Shares in financial institutions and banks around the world have been under stress after Silicon Valley Bank (SVB) said it plans to shore up its finances, the announcement lead to a crash in its own shares.
The effect of the Silicon Valley Bank (SVB) announcement saw the four largest US banks losing more than $50bn in market value.
The ripple effect traveled to other financial institutions around the world; bank shares in Asia and Europe fell sharply on Friday. In the UK, HSBC shares fell 4.8% and Barclays dropped 3.8%.
Silicon Valley Bank – SVB’s shares saw their biggest one-day drop in value on record on Thursday as they crashed by over 60% and eroded another 20% in after-hours trade.
The loss came a day after the bank announced a $2.25bn (£1.9bn) share sale to boost its finances.
SVB launched the share sale after it lost about $1.8bn when it offloaded a portfolio of assets, which comprised mainly of the United State’s government bonds.
The loss to Silicon Valley Bank (SVB), a key lender to technology start-ups raised fears about the continuity of support and financial standing of the bank, with some start-ups who have money deposited with them been advised to withdraw funds.
Hannah Chelkowski, founder of Blank Ventures is advising companies in her portfolio to withdraw funds.
“It’s crazy how it’s just unravelled like this. The interesting thing is that it’s the most start-up friendly bank and supported start-ups so much through Covid. Now VCs are telling their portfolio companies to pull their funds,” she said to BBC.
Silicon Valley Bank (SVB) is a major lender for early-stage businesses. It is the banking partner for almost half of US venture-backed technology and healthcare companies that were listed on stock markets last year.
There were concerns about the value of bonds held by banks as rising interest rates made those bonds less valuable.
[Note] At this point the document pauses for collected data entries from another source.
PR #1074, opened 2026-05-05
Clear diagnostics of untitled files

### LINKED ISSUE #1065: Diagnostics of untitled files aren't always cleared (race)

sungshik:
This PR fixes #1065. It also adds a check after each UI test to make sure that all error diagnostics have been cleared (and it fixes a few tests that didn't do this yet).

### DIFF
--- a/rascal-lsp/src/main/java/org/rascalmpl/vscode/lsp/parametric/ParametricTextDocumentService.java
+++ b/rascal-lsp/src/main/java/org/rascalmpl/vscode/lsp/parametric/ParametricTextDocumentService.java
@@ -347,9 +347,9 @@ public class ParametricTextDocumentService extends TextDocumentStateManager impl
             var language = safeLanguage(loc);
             if (language.isPresent()) {
                 // Special care: Cannot use method `facts`, because it throws when `get` returns `null`.
-                var factsOrNull = facts.get(language.get());
-                if (factsOrNull != null) {
-                    factsOrNull.remove(loc);
+                var facts = this.facts.get(language.get());
+                if (facts != null) {
+                    facts.remove(loc);
                 }
             }
         }
--- a/rascal-lsp/src/main/java/org/rascalmpl/vscode/lsp/parametric/ParametricTextDocumentService.java
+++ b/rascal-lsp/src/main/java/org/rascalmpl/vscode/lsp/parametric/ParametricTextDocumentService.java
@@ -339,12 +339,10 @@ public class ParametricTextDocumentService extends TextDocumentStateManager impl
 
     @Override
     public void didDeleteFiles(DeleteFilesParams params) {
-        exec.submit(() -> {
-            // if a file is deleted, and we were tracking it, we remove our diagnostics
-            for (var f : params.getFiles()) {
-                availableClient().publishDiagnostics(new PublishDiagnosticsParams(f.getUri(), List.of()));
-            }
-        });
+        for (var f : params.getFiles()) {
+            var loc = Locations.toLoc(f.getUri());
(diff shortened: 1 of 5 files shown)


toinehartman (approved):

rascal-lsp/src/main/java/org/rascalmpl/vscode/lsp/parametric/ParametricTextDocumentService.java
```diff
@@ -339,12 +338,21 @@ public void didClose(DidCloseTextDocumentParams params) {
...
+        // This method might also be called when files are deleted that aren't
+        // tracked by this text document service. "Special care" is needed to
+        // silently ignore such files (without throwing exceptions).
+        for (var f : params.getFiles()) {
+            var loc = Locations.toLoc(f.getUri());
+            // Special care: Cannot use method `language`, because it throws when `safeLanguage` returns an empty optional.
+            var language = safeLanguage(loc);
+            if (language.isPresent()) {
+                // Special care: Cannot use method `facts`, because it throws when `get` returns `null`.
+                var factsOrNull = facts.get(language.get());
```
DavyLandman: nit: `factsOrNull`  seems a bit like a weird name? wouldn't `fact` be enough?

DavyLandman (approved):

PR #1085, opened 2026-05-20
Remove empty shutdown functions.

toinehartman:
Remove functions that have been empty/unused since #1067.

### DIFF
--- a/rascal-lsp/src/main/java/org/rascalmpl/vscode/lsp/BaseLanguageServer.java
+++ b/rascal-lsp/src/main/java/org/rascalmpl/vscode/lsp/BaseLanguageServer.java
@@ -298,10 +298,7 @@ public abstract class BaseLanguageServer {
 
         @Override
         public CompletableFuture<Object> shutdown() {
-            return CompletableFuture.supplyAsync(() -> {
-                lspDocumentService.shutdown();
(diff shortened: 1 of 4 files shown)


rascal-lsp/src/main/java/org/rascalmpl/vscode/lsp/BaseLanguageServer.java
```diff
@@ -298,10 +298,7 @@ public void initialized(InitializedParams params) {
 
         @Override
         public CompletableFuture<Object> shutdown() {
-            return CompletableFuture.supplyAsync(() -> {
-                lspDocumentService.shutdown();
-                return true;
-            }, executor);
+            return CompletableFuture.completedFuture(new Object());
```
DavyLandman, line 301: do we still need to implement this?

DavyLandman (approved):

rascal-lsp/src/main/java/org/rascalmpl/vscode/lsp/BaseLanguageServer.java
toinehartman: Yes, it comes from the `LanguageServer` interface without a default.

Central banks around the world – including the US Federal Reserve and the Bank of England – have sharply increased interest rates as they try to manage rising inflation.
Banks mostly hold large portfolios of bonds and risk getting significant potential losses from them. The crash in the value of bonds held by banks is not necessarily a problem unless they are forced to sell them.
But, if banks like Silicon Valley Bank, have to sell the bonds they hold at a loss it could have an impact on their profits.
According to Ray Wang, founder, and chief executive of Silicon Valley-based consultancy Constellation Research, “The banks are casualties of the hike in interest rates.”
“Nobody at Silicon Valley Bank and in a lot of places thought that these interest rate hikes would have lasted this long. And I think that’s really what happened. They bet wrong,” he added.
Looking at the chain of events, Russ Mould, investment director at AJ Bell, opined that the ripple effect of the problems at Silicon Valley Bank (SVB) showed these sorts of events “often hint at vulnerabilities in the wider system”.